[How to complete this task] For the entries that follow, report how many lines include the word "processed" and add nothing.

___ Records supplied

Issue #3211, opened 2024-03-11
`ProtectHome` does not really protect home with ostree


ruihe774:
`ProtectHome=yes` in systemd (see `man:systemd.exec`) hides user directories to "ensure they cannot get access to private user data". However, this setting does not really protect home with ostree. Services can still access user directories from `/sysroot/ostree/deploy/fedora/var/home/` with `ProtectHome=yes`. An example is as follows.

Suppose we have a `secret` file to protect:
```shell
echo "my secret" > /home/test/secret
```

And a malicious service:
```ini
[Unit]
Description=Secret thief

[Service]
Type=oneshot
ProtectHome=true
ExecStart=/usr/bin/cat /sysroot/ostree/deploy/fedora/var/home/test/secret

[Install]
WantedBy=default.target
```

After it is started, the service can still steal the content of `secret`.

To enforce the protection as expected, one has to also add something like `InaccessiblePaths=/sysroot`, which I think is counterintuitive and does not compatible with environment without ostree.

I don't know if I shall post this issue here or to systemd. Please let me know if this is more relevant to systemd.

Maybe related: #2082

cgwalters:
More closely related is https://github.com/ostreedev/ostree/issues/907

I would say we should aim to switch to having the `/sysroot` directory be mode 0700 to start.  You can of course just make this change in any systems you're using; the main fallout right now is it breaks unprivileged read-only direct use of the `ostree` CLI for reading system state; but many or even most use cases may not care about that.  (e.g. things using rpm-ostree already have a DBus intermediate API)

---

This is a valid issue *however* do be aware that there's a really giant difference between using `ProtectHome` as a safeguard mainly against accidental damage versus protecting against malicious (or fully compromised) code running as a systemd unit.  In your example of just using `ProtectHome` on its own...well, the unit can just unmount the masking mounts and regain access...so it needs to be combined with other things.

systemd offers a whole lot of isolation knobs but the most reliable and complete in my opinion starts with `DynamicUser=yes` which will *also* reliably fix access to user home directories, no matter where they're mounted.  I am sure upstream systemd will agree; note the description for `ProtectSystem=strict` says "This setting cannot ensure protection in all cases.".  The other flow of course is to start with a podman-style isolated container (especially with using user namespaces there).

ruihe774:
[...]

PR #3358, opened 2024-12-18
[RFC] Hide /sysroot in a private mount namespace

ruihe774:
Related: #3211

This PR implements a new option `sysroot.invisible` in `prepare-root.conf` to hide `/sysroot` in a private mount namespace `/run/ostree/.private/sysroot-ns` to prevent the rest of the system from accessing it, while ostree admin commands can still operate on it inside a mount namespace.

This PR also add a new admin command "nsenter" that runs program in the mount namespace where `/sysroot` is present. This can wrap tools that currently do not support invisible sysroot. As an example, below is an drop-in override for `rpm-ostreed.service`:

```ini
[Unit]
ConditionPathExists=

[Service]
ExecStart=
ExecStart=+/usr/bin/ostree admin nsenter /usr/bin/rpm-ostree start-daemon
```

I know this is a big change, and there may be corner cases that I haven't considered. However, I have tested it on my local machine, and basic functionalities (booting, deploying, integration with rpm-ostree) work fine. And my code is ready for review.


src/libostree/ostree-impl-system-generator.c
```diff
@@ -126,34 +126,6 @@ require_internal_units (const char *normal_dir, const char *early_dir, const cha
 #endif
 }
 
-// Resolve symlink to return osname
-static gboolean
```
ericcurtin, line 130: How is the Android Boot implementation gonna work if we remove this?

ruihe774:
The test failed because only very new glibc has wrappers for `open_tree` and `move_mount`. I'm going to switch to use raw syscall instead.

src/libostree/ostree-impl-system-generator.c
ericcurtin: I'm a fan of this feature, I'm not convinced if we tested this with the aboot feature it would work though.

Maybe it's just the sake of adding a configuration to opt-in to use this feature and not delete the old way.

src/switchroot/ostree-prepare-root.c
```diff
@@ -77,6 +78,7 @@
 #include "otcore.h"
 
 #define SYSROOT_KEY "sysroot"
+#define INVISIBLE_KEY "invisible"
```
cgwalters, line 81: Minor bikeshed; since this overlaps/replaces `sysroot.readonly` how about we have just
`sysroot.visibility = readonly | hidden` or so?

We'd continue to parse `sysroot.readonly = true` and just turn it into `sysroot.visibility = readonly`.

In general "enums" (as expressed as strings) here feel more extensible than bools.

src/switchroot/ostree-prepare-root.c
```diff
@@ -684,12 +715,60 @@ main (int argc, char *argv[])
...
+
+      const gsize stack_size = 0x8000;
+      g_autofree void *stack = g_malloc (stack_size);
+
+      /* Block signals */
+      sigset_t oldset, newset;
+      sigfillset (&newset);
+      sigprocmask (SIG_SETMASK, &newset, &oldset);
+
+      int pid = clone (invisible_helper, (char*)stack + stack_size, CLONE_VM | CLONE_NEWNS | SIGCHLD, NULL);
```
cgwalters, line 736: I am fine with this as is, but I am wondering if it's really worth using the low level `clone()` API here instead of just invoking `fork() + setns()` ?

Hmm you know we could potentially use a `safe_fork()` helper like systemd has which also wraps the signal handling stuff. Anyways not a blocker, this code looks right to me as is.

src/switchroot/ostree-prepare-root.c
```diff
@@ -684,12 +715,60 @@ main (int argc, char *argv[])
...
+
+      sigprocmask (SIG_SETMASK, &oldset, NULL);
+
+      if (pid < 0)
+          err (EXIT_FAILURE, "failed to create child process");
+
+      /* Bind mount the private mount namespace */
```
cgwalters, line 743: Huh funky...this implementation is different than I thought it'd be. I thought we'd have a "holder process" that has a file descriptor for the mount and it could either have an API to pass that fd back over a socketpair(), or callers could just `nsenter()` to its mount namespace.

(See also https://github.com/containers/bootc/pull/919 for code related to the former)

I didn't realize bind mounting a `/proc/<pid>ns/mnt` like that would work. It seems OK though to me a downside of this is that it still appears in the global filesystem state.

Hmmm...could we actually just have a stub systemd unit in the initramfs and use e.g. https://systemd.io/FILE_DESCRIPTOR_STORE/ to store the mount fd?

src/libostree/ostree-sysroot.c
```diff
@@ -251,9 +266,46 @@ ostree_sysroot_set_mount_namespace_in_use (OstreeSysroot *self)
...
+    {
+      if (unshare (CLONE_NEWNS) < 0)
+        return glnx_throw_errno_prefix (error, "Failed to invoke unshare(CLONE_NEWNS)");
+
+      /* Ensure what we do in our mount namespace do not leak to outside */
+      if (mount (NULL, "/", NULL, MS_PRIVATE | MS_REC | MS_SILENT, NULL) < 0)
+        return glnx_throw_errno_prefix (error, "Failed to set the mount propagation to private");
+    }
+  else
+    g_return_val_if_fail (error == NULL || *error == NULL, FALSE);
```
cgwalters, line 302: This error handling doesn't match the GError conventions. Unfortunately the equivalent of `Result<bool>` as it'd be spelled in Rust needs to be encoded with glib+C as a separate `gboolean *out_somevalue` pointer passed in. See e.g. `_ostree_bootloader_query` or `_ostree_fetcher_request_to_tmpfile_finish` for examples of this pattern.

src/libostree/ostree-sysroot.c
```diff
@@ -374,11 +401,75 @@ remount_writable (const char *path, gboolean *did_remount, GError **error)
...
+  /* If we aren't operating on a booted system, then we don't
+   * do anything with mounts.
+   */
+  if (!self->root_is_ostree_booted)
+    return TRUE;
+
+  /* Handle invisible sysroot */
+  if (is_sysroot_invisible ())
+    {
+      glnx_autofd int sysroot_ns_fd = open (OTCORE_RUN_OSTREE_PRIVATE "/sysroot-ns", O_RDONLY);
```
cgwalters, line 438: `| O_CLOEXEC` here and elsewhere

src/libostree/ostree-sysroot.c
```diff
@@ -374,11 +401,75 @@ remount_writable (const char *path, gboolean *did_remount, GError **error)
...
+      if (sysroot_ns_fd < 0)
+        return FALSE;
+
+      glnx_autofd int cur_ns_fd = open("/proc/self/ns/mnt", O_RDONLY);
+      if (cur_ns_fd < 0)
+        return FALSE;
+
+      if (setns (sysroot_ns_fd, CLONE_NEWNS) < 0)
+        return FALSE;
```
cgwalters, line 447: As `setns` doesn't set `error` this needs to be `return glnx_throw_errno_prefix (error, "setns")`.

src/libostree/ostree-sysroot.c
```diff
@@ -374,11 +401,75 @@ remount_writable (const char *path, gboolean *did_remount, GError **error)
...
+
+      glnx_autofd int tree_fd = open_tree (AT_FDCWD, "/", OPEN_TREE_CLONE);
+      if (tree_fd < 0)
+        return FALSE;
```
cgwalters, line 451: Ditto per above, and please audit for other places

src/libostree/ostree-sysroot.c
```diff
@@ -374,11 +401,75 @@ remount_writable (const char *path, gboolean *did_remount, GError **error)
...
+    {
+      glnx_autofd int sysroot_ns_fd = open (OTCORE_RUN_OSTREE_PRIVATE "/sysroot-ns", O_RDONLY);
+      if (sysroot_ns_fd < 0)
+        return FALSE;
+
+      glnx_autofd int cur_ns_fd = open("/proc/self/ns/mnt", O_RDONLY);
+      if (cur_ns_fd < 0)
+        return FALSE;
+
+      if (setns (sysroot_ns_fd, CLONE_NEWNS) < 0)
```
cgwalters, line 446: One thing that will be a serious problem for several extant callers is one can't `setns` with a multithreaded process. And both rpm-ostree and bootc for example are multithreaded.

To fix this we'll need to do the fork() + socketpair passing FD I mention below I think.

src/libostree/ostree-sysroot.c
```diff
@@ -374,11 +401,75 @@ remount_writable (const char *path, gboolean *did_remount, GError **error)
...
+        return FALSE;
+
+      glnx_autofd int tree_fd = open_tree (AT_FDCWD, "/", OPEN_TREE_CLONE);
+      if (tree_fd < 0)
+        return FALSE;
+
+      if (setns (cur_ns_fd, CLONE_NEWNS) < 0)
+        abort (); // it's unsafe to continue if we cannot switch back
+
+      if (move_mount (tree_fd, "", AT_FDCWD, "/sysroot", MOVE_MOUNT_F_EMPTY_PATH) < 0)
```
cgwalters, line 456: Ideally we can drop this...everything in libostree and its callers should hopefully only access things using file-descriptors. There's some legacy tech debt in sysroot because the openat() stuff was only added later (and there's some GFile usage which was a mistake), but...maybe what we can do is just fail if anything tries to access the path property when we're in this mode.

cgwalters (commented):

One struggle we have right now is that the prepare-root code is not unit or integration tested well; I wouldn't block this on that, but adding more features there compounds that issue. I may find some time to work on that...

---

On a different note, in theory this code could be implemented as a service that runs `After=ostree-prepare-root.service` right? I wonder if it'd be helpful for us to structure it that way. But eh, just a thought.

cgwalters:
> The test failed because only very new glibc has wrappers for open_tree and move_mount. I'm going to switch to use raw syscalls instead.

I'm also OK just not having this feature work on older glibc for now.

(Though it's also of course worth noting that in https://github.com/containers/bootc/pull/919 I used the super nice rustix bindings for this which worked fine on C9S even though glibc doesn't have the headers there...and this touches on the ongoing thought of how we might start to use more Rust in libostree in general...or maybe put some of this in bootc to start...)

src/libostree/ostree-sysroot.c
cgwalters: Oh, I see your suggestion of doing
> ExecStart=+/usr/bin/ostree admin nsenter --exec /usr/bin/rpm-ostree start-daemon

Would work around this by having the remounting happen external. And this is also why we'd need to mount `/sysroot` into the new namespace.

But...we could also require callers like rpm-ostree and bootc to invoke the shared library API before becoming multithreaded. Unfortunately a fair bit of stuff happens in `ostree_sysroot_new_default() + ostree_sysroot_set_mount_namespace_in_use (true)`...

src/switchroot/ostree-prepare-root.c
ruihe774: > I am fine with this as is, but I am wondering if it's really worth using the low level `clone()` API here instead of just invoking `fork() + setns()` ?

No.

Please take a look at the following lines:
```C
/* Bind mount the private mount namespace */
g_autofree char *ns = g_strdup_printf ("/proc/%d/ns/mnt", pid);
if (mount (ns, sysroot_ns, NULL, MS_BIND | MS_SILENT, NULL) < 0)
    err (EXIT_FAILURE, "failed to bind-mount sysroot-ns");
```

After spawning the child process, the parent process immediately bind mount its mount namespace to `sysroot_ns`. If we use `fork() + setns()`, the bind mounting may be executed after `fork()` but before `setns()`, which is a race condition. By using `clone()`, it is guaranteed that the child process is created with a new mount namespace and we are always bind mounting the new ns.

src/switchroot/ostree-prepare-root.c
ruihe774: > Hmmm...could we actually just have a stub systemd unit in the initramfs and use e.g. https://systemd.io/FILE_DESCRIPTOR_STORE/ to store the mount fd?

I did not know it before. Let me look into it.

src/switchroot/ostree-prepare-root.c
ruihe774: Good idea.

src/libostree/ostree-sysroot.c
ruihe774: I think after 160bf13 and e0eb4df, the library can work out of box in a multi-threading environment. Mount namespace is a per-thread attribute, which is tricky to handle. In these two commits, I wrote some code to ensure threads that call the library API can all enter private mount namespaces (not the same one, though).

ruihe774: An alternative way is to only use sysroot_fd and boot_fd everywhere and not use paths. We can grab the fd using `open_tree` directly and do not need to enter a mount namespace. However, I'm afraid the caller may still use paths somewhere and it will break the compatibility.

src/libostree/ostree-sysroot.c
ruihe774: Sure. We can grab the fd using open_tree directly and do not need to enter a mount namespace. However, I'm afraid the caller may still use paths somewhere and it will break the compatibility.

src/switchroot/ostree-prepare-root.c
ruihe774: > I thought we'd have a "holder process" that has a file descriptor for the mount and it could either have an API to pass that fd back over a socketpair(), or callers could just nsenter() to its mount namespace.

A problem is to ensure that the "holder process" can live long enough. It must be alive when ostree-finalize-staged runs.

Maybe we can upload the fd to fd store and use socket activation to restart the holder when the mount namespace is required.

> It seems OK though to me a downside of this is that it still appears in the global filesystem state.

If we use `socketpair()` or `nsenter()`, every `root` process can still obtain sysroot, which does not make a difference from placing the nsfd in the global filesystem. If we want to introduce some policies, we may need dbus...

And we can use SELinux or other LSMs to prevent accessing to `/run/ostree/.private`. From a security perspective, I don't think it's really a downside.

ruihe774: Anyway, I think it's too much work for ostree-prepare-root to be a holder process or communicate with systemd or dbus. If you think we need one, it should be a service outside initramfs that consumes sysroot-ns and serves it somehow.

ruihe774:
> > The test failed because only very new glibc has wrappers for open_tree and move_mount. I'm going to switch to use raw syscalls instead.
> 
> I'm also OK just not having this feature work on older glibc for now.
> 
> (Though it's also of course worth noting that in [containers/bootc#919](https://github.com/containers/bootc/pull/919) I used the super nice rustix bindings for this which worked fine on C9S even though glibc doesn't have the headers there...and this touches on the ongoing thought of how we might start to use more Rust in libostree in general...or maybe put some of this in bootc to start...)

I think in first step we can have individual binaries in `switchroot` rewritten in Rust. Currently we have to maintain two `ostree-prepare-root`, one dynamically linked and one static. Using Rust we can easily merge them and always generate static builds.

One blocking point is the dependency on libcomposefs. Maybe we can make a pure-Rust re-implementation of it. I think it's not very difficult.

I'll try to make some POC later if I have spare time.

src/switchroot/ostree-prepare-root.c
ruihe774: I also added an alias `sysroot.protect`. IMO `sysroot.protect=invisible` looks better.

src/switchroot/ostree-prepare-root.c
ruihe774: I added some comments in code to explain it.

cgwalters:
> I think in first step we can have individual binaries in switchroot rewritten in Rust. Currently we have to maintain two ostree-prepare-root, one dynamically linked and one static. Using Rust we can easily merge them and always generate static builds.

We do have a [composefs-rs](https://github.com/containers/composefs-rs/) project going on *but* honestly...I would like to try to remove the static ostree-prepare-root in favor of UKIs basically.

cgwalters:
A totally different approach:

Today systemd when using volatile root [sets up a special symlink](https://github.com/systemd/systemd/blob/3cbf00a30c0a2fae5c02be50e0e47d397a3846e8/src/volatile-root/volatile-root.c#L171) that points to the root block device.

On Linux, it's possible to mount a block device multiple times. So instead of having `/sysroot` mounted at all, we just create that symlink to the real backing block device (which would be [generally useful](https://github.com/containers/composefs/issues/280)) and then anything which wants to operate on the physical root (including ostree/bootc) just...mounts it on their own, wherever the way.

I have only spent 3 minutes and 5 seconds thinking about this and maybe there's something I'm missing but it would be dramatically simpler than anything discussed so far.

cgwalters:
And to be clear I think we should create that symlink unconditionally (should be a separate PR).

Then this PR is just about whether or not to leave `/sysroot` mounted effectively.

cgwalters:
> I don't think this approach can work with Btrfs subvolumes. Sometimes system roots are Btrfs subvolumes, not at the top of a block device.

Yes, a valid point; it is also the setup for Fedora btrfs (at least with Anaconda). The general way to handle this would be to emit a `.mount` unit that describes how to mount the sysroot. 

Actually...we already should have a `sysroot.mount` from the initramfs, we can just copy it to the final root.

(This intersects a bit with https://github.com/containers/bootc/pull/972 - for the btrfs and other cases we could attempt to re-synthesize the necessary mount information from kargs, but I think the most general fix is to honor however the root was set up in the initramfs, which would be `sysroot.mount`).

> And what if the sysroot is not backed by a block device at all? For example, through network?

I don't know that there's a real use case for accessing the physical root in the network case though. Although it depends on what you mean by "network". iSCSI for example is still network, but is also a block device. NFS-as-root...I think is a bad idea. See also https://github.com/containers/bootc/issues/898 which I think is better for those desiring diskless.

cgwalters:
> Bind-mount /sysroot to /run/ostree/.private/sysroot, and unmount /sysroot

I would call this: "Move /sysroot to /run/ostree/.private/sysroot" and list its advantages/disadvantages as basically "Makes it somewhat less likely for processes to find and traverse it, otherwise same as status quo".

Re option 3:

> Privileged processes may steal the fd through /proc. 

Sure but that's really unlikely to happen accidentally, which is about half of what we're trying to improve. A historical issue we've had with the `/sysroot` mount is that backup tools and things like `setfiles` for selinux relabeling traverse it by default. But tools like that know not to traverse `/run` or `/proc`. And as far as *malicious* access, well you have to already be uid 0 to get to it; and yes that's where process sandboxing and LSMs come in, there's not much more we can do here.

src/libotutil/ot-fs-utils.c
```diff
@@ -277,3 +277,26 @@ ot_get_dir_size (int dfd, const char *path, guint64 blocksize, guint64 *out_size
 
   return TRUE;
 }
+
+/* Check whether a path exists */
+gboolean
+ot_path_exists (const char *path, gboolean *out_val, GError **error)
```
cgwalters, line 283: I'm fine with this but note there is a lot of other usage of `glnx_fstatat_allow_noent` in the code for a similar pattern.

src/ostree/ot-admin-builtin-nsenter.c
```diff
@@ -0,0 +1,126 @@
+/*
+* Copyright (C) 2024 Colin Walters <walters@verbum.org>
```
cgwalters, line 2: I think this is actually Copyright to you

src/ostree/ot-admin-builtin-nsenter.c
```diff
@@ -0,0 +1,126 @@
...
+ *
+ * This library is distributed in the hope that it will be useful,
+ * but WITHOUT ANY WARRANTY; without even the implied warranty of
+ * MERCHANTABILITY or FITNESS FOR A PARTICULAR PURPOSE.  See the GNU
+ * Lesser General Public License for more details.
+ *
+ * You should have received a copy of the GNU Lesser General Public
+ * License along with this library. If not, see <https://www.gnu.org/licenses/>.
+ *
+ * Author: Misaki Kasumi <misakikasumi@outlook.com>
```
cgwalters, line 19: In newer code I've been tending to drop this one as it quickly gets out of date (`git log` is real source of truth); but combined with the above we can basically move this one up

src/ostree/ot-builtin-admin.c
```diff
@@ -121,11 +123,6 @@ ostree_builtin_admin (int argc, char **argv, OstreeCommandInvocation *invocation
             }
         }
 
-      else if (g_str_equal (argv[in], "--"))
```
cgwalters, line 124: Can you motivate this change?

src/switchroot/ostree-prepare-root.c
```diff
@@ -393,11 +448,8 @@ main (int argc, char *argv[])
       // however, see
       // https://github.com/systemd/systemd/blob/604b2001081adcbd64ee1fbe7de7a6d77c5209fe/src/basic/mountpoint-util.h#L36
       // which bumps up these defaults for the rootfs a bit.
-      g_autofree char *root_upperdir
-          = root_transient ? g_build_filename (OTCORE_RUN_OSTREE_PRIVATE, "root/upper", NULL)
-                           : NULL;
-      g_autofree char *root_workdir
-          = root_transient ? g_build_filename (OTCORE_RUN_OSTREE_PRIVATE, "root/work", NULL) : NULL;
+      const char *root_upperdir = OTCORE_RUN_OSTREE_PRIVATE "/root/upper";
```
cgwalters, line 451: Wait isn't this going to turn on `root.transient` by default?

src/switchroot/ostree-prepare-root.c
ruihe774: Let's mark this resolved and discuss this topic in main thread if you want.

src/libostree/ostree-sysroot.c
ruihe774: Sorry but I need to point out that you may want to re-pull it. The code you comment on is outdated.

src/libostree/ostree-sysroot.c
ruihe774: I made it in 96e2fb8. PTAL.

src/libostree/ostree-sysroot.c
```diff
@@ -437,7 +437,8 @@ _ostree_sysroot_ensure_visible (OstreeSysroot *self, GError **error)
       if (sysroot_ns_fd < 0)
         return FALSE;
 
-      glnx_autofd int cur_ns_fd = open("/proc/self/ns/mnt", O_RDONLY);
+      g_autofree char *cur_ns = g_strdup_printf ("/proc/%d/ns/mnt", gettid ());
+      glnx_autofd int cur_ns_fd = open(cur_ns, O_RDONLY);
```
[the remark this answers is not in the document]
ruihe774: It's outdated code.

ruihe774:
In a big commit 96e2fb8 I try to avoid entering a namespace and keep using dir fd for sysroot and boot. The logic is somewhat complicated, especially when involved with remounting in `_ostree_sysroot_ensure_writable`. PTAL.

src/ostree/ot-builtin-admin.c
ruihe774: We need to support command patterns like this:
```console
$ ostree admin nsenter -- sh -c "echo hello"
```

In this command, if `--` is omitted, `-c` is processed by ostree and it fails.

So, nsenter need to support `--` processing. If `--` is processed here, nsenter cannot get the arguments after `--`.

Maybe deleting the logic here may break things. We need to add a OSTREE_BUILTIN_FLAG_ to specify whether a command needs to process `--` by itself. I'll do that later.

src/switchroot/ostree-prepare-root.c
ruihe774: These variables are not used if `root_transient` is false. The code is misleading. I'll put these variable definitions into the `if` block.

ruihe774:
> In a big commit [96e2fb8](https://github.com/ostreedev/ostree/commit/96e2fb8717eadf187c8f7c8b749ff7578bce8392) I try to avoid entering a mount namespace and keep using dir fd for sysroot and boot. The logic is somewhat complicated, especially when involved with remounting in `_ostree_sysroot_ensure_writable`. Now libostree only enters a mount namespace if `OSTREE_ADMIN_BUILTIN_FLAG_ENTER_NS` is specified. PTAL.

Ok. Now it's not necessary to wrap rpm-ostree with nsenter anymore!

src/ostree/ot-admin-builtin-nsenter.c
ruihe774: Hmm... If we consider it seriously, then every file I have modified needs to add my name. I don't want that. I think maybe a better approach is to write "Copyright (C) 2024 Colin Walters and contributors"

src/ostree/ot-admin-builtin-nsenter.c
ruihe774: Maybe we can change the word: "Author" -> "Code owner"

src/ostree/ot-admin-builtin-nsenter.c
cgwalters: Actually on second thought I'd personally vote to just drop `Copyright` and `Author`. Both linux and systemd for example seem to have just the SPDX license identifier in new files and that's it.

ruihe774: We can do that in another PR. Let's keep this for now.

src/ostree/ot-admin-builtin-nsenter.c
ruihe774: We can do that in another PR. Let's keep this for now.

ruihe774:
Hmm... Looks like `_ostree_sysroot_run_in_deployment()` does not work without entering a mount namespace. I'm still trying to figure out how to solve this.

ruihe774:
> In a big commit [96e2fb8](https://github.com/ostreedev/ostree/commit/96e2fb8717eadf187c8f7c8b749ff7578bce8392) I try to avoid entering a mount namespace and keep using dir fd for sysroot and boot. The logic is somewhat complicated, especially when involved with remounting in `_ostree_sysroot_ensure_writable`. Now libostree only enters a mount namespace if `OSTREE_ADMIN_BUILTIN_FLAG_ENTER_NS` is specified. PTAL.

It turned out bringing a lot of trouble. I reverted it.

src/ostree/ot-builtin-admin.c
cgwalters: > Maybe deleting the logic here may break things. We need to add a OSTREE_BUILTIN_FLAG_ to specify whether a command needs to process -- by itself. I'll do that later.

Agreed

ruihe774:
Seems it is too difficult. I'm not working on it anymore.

______

[Response] 2